Kamis, 23 Oktober 2014

News / Regional

Kapolres Kediri: Ada Tindakan di Luar Ketentuan dalam Penggerebekan

Rabu, 22 Agustus 2012 | 03:57 WIB

KEDIRI, KOMPAS.com — Kapolres Kediri Ajun Komisaris Besar Kasero Manggolo mengakui ada tindakan berlebihan anak buahnya saat melakukan operasi penggerebekan narkoba yang berujung salah tangkap, Minggu (19/8/2012) lalu. Oleh sebab itu, pihaknya akan bertanggung jawab penuh terhadap kesalahan tersebut.

"Saat penggeledahan, memang ada hal-hal yang di luar dari ketentuan yang ada," kata Ajun Komisaris Besar Kasero Manggolo dalam konferensi pers terkait kasus salah tangkap yang digelar di Mapolsek Kandat, Rabu (22/8/2012) malam.

Kasero Manggolo mengatakan, anggota yang terlibat dalam penggerebekan rumah milik Mintoro (34), warga Kandat, dan berujung salah tangkap tersebut berjumlah 8 personel. Para petugas itu kini menurutnya telah diserahkan ke Ditpropam Polda Jawa Timur untuk dilakukan penindakan sesuai aturan.
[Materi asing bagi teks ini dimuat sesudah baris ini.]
PR #9245, opened 2017-05-23
Rescue exceptions when crash reporter cannot write out status file

mpirri:
### Checklist

### Motivation and Context
The crash reporter notifies the user that it is sending a crash report on the first crash; it writes a file to the `.fastlane` directory after doing this so that it doesn't overwhelm the user with this message after each crash. However, if the `.fastlane` directory is not writable, the crash reporter currently crashes, and records the file write error as the crash. This is not ideal, as it hides the actual cause of the original crash. So, this change `rescue`s that exception on writing the file.

The downside is that for users in this scenario they will see the crash report message over and over, but we will address that issue if it becomes a problem for the relatively small number of users seeing this issue.

### DIFF
--- a/fastlane_core/lib/fastlane_core/crash_reporter/crash_reporter.rb
+++ b/fastlane_core/lib/fastlane_core/crash_reporter/crash_reporter.rb
@@ -62,11 +62,7 @@ module FastlaneCore
 
         return did_show if did_show
 
-        begin
-          File.write(path, '1')
-        rescue
-          # don't show the user a message, since there is no functionality lost when this happens
-        end
+        File.write(path, '1') rescue nil
         false
       end
 
--- a/fastlane_core/lib/fastlane_core/crash_reporter/crash_reporter.rb
+++ b/fastlane_core/lib/fastlane_core/crash_reporter/crash_reporter.rb
@@ -62,7 +62,11 @@ module FastlaneCore
 
         return did_show if did_show
 
-        File.write(path, '1')
+        begin
+          File.write(path, '1')
+        rescue
+          # don't show the user a message, since there is no functionality lost when this happens
+        end
         false
       end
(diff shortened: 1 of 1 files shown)


lyndsey-ferguson:
Can a check be added to see if we can write and include that information in the rescue section?

mpirri:
My feeling was that if we do that we take an already verbose message and make it even more verbose. Messages of the sort of "Cannot save state that you have already seen the message that we just showed you" are confusing and not super-actionable.  Our hypothesis is that, most likely, this error is happening on CI boxes where the fastlane process doesn't have access to the user's home directory.

lyndsey-ferguson:
Oh!

fastlane_core/lib/fastlane_core/crash_reporter/crash_reporter.rb
```diff
@@ -62,7 +62,11 @@ def did_show_message?
 
         return did_show if did_show
 
-        File.write(path, '1')
+        begin
+          File.write(path, '1')
+        rescue
+          # don't show the user a message, since there is no functionality lost when this happens
```
ohayon: How would you feel about changing this to be something like `File.write(path, '1') rescue nil`?

ohayon (approved):

fastlane_core/lib/fastlane_core/crash_reporter/crash_reporter.rb
mpirri: 🔥

mpirri:
When running with `--verbose`, this is now what is displayed.  Without `--verbose`, the 2nd and 3rd red lines are omitted.

image

joshdholtz (approved):
I like that verbose output 😉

Sementara terhadap korban Mintoro, polisi akan menanggung seluruh pengobatan hingga luka yang dideritanya sembuh total. Kerugian material atau kerusakan yang ditimbulkan akibat penggerebekan itu juga akan dilganti.

Kasero Manggolo menyampaikan permintaan maaf terhadap korban dan segenap warga atas kejadian yang dianggapnya musibah ini. Namun, ia menolak dituding telah menyalahi prosedur dalam penangkapan itu. Menurutnya, polisi telah melaksanakannya sesuai prosedur yang ada.

"Hanya saja, mungkin petugas waktu itu terlalu bersemangat karena telah mendapatkan 47.000 butir narkoba lalu ingin menangkap bandarnya," tegasnya.

Kronologi penggerebekan tersebut, menurut mantan Kapolres Bangkalan ini, bermula dari penangkapan 6 tersangka pengedar narkoba dengan barang bukti awal sebanyak 47.000 butir narkoba. Salah satu tersangka, Didik, memberikan informasi kepada petugas bahwa barang tersebut berasal dari Heru alias Keteng, seorang bandar besar.

"Tersangka Didik ini yang menunjuk rumah korban. Saat ini kita sedang dalami pemeriksaan lanjut terhadapnya," imbuh Kasero.

Sebagaimana diberitakan, Minggu (19/8/2012) pagi, sejumlah polisi melakukan penggerebekan terhadap seorang pengedar narkoba di desa tersebut. Namun, penggerebekan itu ternyata salah sasaran dan korban telanjur menderita luka dan kerugian materiil. Akibatnya, warga desa yang marah menyandera para polisi itu.

Negosiasi pembebasannya berjalan alot dan baru empat jam kemudian polisi dibebaskan dengan syarat meminta maaf secara terbuka di hadapan para warga yang sudah berkerumun di depan rumah Mintoro.